• _Your objective_:
Filter the listing below, keeping every line that holds "neutering".
-- Supplied entries follows --
PR #923, opened 2025-11-17
[reland] Configure rustc source mapping

Popax21:
## Motivation
Set up a source map using [`--remap-path-prefix`](https://doc.rust-lang.org/rustc/command-line-arguments.html#--remap-path-prefix-remap-source-names-in-output) to map the builder source path (`/build/src`) to the correct source file path within the Nix store for derivations built with `dontStrip` enabled. This ensures that debuggers / other tooling can automatically find and access the correct source files. Additionally, this behavior can also be explicitly enabled/disabled using `doRemapPathPrefix`.

This is a reland of #880 which fixes issue #888 which resulted in the original PR being reverted. It does this by configuring `--remap-path-prefix` to instead remap to a "neutered" version of the `$src` Nix store path with the hash component removed - because of the way that `dummySrc` is set up this means that both `buildDepsOnly` and `buildPackage` will have the same `CARGO_BUILD_RUSTFLAGS` value, preventing unnecessary rebuilds while also not requiring that the full `$src` be passed down to the `buildDepsOnly` derivation. An additional post-build hook is used to "unneuter" any source path references again during a later part of the build process.

## Checklist
- [x] updated `CHANGELOG.md`

### DIFF
--- a/docs/API.md
+++ b/docs/API.md
@@ -1961,6 +1961,11 @@ have to setup source mapping yourself.
    * This removes the hash part of the store path from the build fingerprint,
      which can be helpful to bypass unnecessary rebuilds resulting from usage of
      e.g. `buildDepsOnly` / `mkDummySrc`
+   * The neutered store paths are restored back to their full "unneutered"
+     counterparts using the `fixupNeuteredRustcRemapPathPrefix` setup hook,
+     which is automatically registered as a `postBuildHook` whenever
+     `configureRustcRemapPathPrefix` decides to apply neutering to a Nix store
+     path 
 
 **Automatic behavior:** runs as a pre-build hook if either `doRemapPathPrefix`
 is set to a non-empty value, or if `doRemapPathPrefix` is *not set* and
--- a/lib/setupHooks/remapPathPrefixHook.sh
+++ b/lib/setupHooks/remapPathPrefixHook.sh
@@ -1,6 +1,7 @@
 configureRustcRemapPathPrefix() {
   local remapTo="${1:-${src:?not defined}}"
   local remapFrom="${2:-$(pwd)}"
+  local doNeuter="${3:-neuter}"
 
   echo "configuring CARGO_BUILD_RUSTFLAGS to remap paths from \"${remapFrom}\" to \"${remapTo}\""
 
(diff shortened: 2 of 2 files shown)


docs/API.md
```diff
@@ -1933,6 +1934,40 @@ a temporary location defined by `$postBuildInstallFromCargoBuildLogOut`
...
+   * Otherwise, an error will be raised
+2. a path to where the source will map *from*, i.e. the current working
+   directory
+   * If not specified, the current working directory will be used
+3. `neuter` if remappings to Nix store paths should be "neutered" as part of the
+   build process (the default behavior)
+   * This removes the hash part of the store path from the build fingerprint,
+     which can be helpful to bypass unnecessary rebuilds resulting from usage of
+     e.g. `buildDepsOnly` / `mkDummySrc`
+
```
ipetkov: The docs neglect to mention that running `configureRustcRemapPathPrefix` will schedule `fixupNeuteredRustcRemapPathPrefix` to later run and fixup the sources. I think for clarity the docs should cover `fixupNeuteredRustcRemapPathPrefix` as well so its clear what happens and when it happens

lib/setupHooks/remapPathPrefixHook.sh
```diff
@@ -0,0 +1,53 @@
...
+  echo "configuring CARGO_BUILD_RUSTFLAGS to remap paths from \"${remapFrom}\" to \"${remapTo}\""
+
+  # NB: we don't want to directly remap to $src, since this will cause excess
+  # rebuilds stemming from CARGO_BUILD_RUSTFLAGS-related build fingerprint
+  # changes, as buildDepsOnly will be invoked with $src pointing to a `dummySrc`
+  # output`. Instead, we first "neuter" the path to a common intermediate by
+  # stripping the hash part of the path, which we fix up later.
+  local remapToHash=$(echo "$remapTo" | grep --only-matching '@storeDir@/[a-z0-9]\{32\}')
+  if [ "${3:-neuter}" == "neuter" ] && [ -n "$remapToHash" ]; then
+    postBuildHooks+=("fixupNeuteredRustcRemapPathPrefix \"${remapTo}\"")
```
ipetkov: Should this instead be run as a `preInstall` hook (or rather any time after checks have run, but if checks are disabled, `preInstall` is the next default phase)?

Basically what I'm wondering is whether re-patching the artifacts could lead to cargo deciding (now or in the future) to suddenly recompile the crate for the sake of testing?

lib/setupHooks/remapPathPrefixHook.sh
```diff
@@ -0,0 +1,53 @@
...
+  # https://doc.rust-lang.org/cargo/reference/config.html#buildrustflags
+  set -x
+  CARGO_BUILD_RUSTFLAGS="${CARGO_BUILD_RUSTFLAGS:-} --remap-path-prefix=${remapFrom}=${remapTo}"
+  set +x
+  export CARGO_BUILD_RUSTFLAGS
+}
+
+fixupNeuteredRustcRemapPathPrefix() {
+  local remapTo="${1:?not defined}"
+  local buildLocation="${2:-$(pwd)}"
```
ipetkov: Should this run on all of `pwd` or do we want to constrain this to only run inside of `${CARGO_TARGET_DIR:-target}`?

We have no idea what is or isn't being built as part of the rest of the derivation, and if something else is neutering its own paths we wouldn't want to incorrectly "fix them up". As a related thought, maybe instead of using `eeeeeeeeeeeeeeeeeeeeeeeeeeeeeeee` we should allocate some other (random?) invalid hash and replace it back so we're crystal clear that we aren't clobbering anything else!

docs/API.md
ipetkov: This is great, thank you for addressing! Basically I wanted to make sure we outline what things run in what phases, but we don't necessarily have to spell out every little detail

ipetkov (approved):

Issue #288, opened 2023-04-02
Consider stripping the crate version when building dependencies


ipetkov:
Originally discussed in https://github.com/ipetkov/crane/issues/281

The crux of the issue is that we automatically inherit the crate's version attribute (from `Cargo.toml`) as the version of the `buildDepsOnly` derivation. The value is also not stripped when cleaning the `Cargo.toml` file. This unfortunately means that when a crate's version is updated (e.g. to publish a new release) it will invalidate the cache and require building all dependencies from scratch.

A more cache-friendly solution would be to replace `version` with a static placeholder value (both when cleaning the `Cargo.toml` and when setting the `buildDepsOnly` derivation's version attribute).

One possible downside of this is if a project uses a build command which somehow relies on the version of the crate (e.g. tries to parse something like `cargo tree mycrate@x.y.z`). I think there should be an escape hatch (such as `doNotStripVersion = true;` or equivalent) which would bring back the previous behavior if required

ipetkov:
Some more observations on this: changing the versions of any `Cargo.toml` `[package]` definition would also need to subsequently change the respective `Cargo.lock` definitions as well, otherwise cargo will complain about the lockfile being out of date (since we pass in `--locked`)

PR #957, opened 2026-01-09
feat: make cleanCargoToml customizable

benedikt-schaber:
## Motivation

Currently `cleanCargoToml` hardcodes which paths to remove. This PR allows users to pass a `pathsModifier` function to `cleanCargoToml` to make it customizable. Further, this PR takes it from a "what to remove" to a "what to keep" approach, which seems more scalable to me. However, this means that it is a breaking change since unknown fields are now removed by default instead of kept by default.

This was motivated by me using different cargo-tools that relied in some form or another on fields filtered by `cleanCargoToml` (e.g. `cargo-leptos` uses `workspace.metadata.leptos`), which can then be easily adjusted here instead of having to roll my own `cleanCargoToml`. But could also make it easier to implement #288, I think. I could work on that if this seems like a good direction.

There are lib functions which mostly do what my helper functions do, however, these do not handle lists, while my functions do (by iterating over the children and applying the path filtering there too).

## Checklist
- [x] updated `CHANGELOG.md`

### DIFF
--- a/flake.nix
+++ b/flake.nix
@@ -136,7 +136,12 @@
           inherit system;
         };
 
-        formatter = pkgs.nixfmt-tree;
+        formatter = pkgs.nixfmt-tree.override {
+          settings.excludes = [
+            "lib/filters/cargoTomlAggressive.nix"
+            "lib/filters/cargoTomlConservative.nix"
+          ];
+        };
 
         myLib = mkLib pkgs;
       in


lib/filters/cargoTomlDiscardlist.nix
```diff
@@ -0,0 +1,62 @@
+{
+  lib,
+}:
+
+let
+  # See ./cargoTomlRetainlist.nix for the fields intentionally retained with explanations.
+  # This should be the complement of that list.
```
ipetkov: If this is a complement of the other filter, could this be expressed as calling the other filter and inverting the result?

lib/cleanCargoToml.nix
```diff
@@ -1,123 +1,35 @@
...
+      builtins.map (filterData' pred path) val
+    else
+      val;
+  filterData = pred: val: filterData' pred [ ] val;
 in
 {
   cargoToml ? throw "either cargoToml or cargoTomlContents must be specified",
   cargoTomlContents ? builtins.readFile cargoToml,
+  # ([String] -> Boolean)
+  filter ? defaultFilter,
```
ipetkov: Can we name this `cargoTomlCleanFilter` for both clarity and to avoid having to rename things as they're passed down

lib/default.nix
```diff
@@ -109,6 +111,11 @@ let
       downloadCargoPackageFromGit = callPackage ./downloadCargoPackageFromGit.nix { };
       filterCargoSources = callPackage ./filterCargoSources.nix { };
 
+      filters = {
+        cargoTomlDiscardlist = callPackage ./filters/cargoTomlDiscardlist.nix { };
+        cargoTomlRetainlist = callPackage ./filters/cargoTomlRetainlist.nix { };
```
ipetkov: Got a little tripped up on these names on my first read through (in my head I swapped what's being discarded and what's being retained).

I wonder if its worth renaming these something like `cargoTomlDiscard{Conservative,Aggressive}` to better reflect what they do?

E.g. conservative tries to be careful (e.g. keep unknown values) while aggressive will try to squeeze every bit out. That way the naming highlights the _length to which we clean_ rather than trying to represent an inclusion/exclusion list (even if they're implemented that way)

docs/manifest-filtering.md
```diff
@@ -0,0 +1,91 @@
...
+to ensure that the deps are only rebuilt when really necessary.
+
+However, the `Cargo.toml` manifests can still include a lot of fields which are
+irrelevant to dependency resolution, such as documentation links, authorship
+information, and so on. To avoid rebuilds due to changes in these fields `crane`
+further filters the manifests to only include the fields relevant to dependency
+resolution using `craneLib.cleanCargoToml`.
+
+It is possible to customize this filter using `craneLib.mkDummySrc`'s
+`cargoManifestFilter` argument. `crane` provides two filters out of the box,
```
ipetkov: Didn't see any other references to `cargoManifestFilter`, probably worth revisiting this once all the renames settle down!

lib/default.nix
benedikt-schaber: Yes, that is much better.

**Why I even did it like this initially**
I thought about giving users the option to also pass their own lists e.g. to compose the default cargoTomlRetainlist with some retainlist of their own. In that case I think my naming would have made it much clearer to the user what they can do with them. However, the logic just isn't complex enough for that to make sense and so it has become an implementation detail that we indeed should not expose in the naming.

docs/manifest-filtering.md
benedikt-schaber: Good catch, I renamed the arg (`cargoTomlFilter`) but did not update the docs here. Will do

benedikt-schaber:
@ipetkov
I think I addressed your concerns with only two concerns remaining:
- `filter` argument in `cleanCargoToml`, can rename it to `cleanCargoTomlFilter` if you want. I think that is repetitive, but my opinion really is not relevant here.
- `filters.cargoTomlConservative` and `filters.cargoTomlAggressive` don't reuse code. I looked into it, I certainly could combine them into one file, but it won't safe us from listing all fields and it doesn't make sense to reuse the logic from one in the other

I would appreciate your feedback if everything else sounds good to you and feedback on these two issues.

I will look at the code and the documentation again later, probably making some further small improvement (e.g. actually replacing references in the docs with links, linking to the new doc page from other pages where relevant and perhaps using `concatMap` to save on a couple of lines of code in the filters).

PR #960, opened 2026-01-22
fix: cargoTomlAggressive only keeps top-level keys

benedikt-schaber:
## Motivation
In #957 I introduced two filters:
```
filters.cargoTomlConservative
filters.cargoTomlAggressive
```
However, pretty much all attention went to `filters.cargoTomlConservative` since you mentioned that that should be the default. Sadly, I thus overlooked, that the implementation I provided for `filters.cargoTomlAggressive` only keeps the top-level keys and so fails with any non-trivial test case.
I fixed that and ensured that now all filters are tested with all `cleanCargoTomlTests` test cases.

## Checklist
- [ ] updated `CHANGELOG.md`


benedikt-schaber:
@ipetkov I did not update the changelog, since the filters are still unreleased

PR #2565, opened 2020-04-21
Tests and optimizes: rocket_add_url_protocol()

hellofromtonya:
`rocket_add_url_protocol()`:

- Adds unit tests
- Adds integration tests
- Optimizes by:
    - flipping http/https checks into guard clause
    - returning URL from `set_url_scheme()` instead of assigning to variable and then returning

Tests were done _before_ the code was optimized to ensure the changes did not change the behavior.

### DIFF
--- a/inc/functions/formatting.php
+++ b/inc/functions/formatting.php
@@ -259,22 +259,29 @@ function rocket_remove_url_protocol( $url, $no_dots = false ) {
 }
 
 /**
- * Add HTTP protocol to an url that does not have
+ * Add HTTP protocol to an url that does not have.
  *
  * @since 2.2.1
  *
  * @param string $url The URL to parse.
- * @return string $url The URL with protocol
+ *
+ * @return string $url The URL with protocol.
  */
 function rocket_add_url_protocol( $url ) {
-
-	if ( strpos( $url, 'http://' ) === false && strpos( $url, 'https://' ) === false ) {
-		if ( substr( $url, 0, 2 ) !== '//' ) {
-			$url = '//' . $url;
-		}
-		$url = set_url_scheme( $url );
+	// Bail out if the URL starts with http:// or https://.
+	if (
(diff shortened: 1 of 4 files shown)


inc/functions/formatting.php
```diff
@@ -259,22 +259,29 @@ function rocket_remove_url_protocol( $url, $no_dots = false ) {
 }
 
 /**
- * Add HTTP protocol to an url that does not have
+ * Add HTTP protocol to an url that does not have.
```
Tabrisrp, line 262:
```suggestion
 * Add HTTP protocol to an url that does not have it.
```

inc/functions/formatting.php
```diff
@@ -259,22 +259,29 @@ function rocket_remove_url_protocol( $url, $no_dots = false ) {
...
+ * @return string $url The URL with protocol.
  */
 function rocket_add_url_protocol( $url ) {
+	// Bail out if the URL starts with http:// or https://.
+	if (
+		strpos( $url, 'http://' ) !== false
+		||
+		strpos( $url, 'https://' ) !== false
+	) {
+		return $url;
```
Tabrisrp, line 277: The URL should still go through `set_url_scheme()` to make sure it uses the correct scheme depending on the value of `is_ssl()`

hellofromtonya: It doesn't currently. Currently, it only goes through `set_url_scheme()` to get the `http:` or `http:` protocol if the given URL doesn't have either.

hellofromtonya: @Tabrisrp Are you thinking this is a bug?

Tabrisrp: oh yes you're right, I read the original wrong, sorry about that!

I think it's ok that way in fact, looking at where it's used in our codebase, there is no issue with it.

PR #2571, opened 2020-04-22
Fixes `rocket_clean_domain()` regex for domain in absolute path

hellofromtonya:
This PR improves the regex and fixes a problem when the domain name is in the absolute path before `cache/wp-rocket`.

## Root cause

When a website's absolute path has the domain name in it, the old regex matched. For example, let's say the domain is `example.org` and it's absolute path is:

```
/home/foo/example.org/wp-content/cache/wp-rocket/
```
Aha, that's not what we want. We want to target only the filesystem entries in the wp-rocket cache.

@arunbasillal Noted the problem here https://github.com/wp-media/wp-rocket/pull/2556#pullrequestreview-397835764

and @vmanthos noted the problem here https://github.com/wp-media/wp-rocket/pull/2556#issuecomment-617753769

## Testing the changes

- Changes have been validated on 2 customer sites that reported this problem.


inc/functions/files.php
```diff
@@ -837,13 +838,13 @@ function rocket_clean_domain( $lang = '' ) {
 	}
 
 	foreach ( $urls as $url ) {
-		$file = get_rocket_parse_url( $url );
+		$parsed_url = get_rocket_parse_url( $url );
 
 		if ( $url_no_dots ) {
-			$file['host'] = str_replace( '.', '_', $file['host'] );
+			$parsed_url['host'] = str_replace( '.', '_', $file['host'] );
```
Tabrisrp, line 844:
```suggestion
			$parsed_url['host'] = str_replace( '.', '_', $parsed_url['host'] );
```

Tabrisrp:
@wp-media/dev-qa Ready for QA, as soon as possible

piotrbak:
Starting QA

PR #2574, opened 2020-04-23
Fixes regex and optimizes rocket_clean_minify()

hellofromtonya:
## Risk of potential bug 🐛 

It's possible for a given extension to be part of the absolute path to the minify cache directory. For example, it could be part of the user account or domain name, such as `kb.css.example.org` or account name `foo.css`. As we learned in PR #2571, we need to prefix the regex with absolute path to the `cache/min` directory to avoid the potential risk of this problem.

In addition, this PR:

- Optimizes the function:
     - Bails out if there's no extension to clean
     - Calls `rocket_direct_filesystem()` 1x instead of 5x
     - Only updates the extensions variable if a string was passed into the function
- Makes it consistent with the other clean functions
- Makes the tests consistent with the other clean functions
- Adds unit tests

## TODO

- [x] Make consistent
- [x] Optimize
- [x] Add unit tests
- [x] QA

### DIFF
--- a/inc/functions/files.php
+++ b/inc/functions/files.php
@@ -430,9 +430,10 @@ function set_rocket_wp_cache_define( $turn_it_on ) { // phpcs:ignore WordPress.N
  */
 function rocket_clean_minify( $extensions = [ 'js', 'css' ] ) {
 	$extensions = is_string( $extensions ) ? (array) $extensions : $extensions;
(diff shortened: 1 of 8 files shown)


hellofromtonya:
@arunbasillal Please go ahead and do the QA on this one. It's SPL implementations are now consistent with `rocket_clean_domain()` and `rocket_clean_files()`. Therefore, I don't anticipate code changes once Remy is available to review it.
-- Supplied entries concluded --
• _Answer for this exercise_:
+     `configureRustcRemapPathPrefix` decides to apply neutering to a Nix store
We have no idea what is or isn't being built as part of the rest of the derivation, and if something else is neutering its own paths we wouldn't want to incorrectly "fix them up". As a related thought, maybe instead of using `eeeeeeeeeeeeeeeeeeeeeeeeeeeeeeee` we should allocate some other (random?) invalid hash and replace it back so we're crystal clear that we aren't clobbering anything else!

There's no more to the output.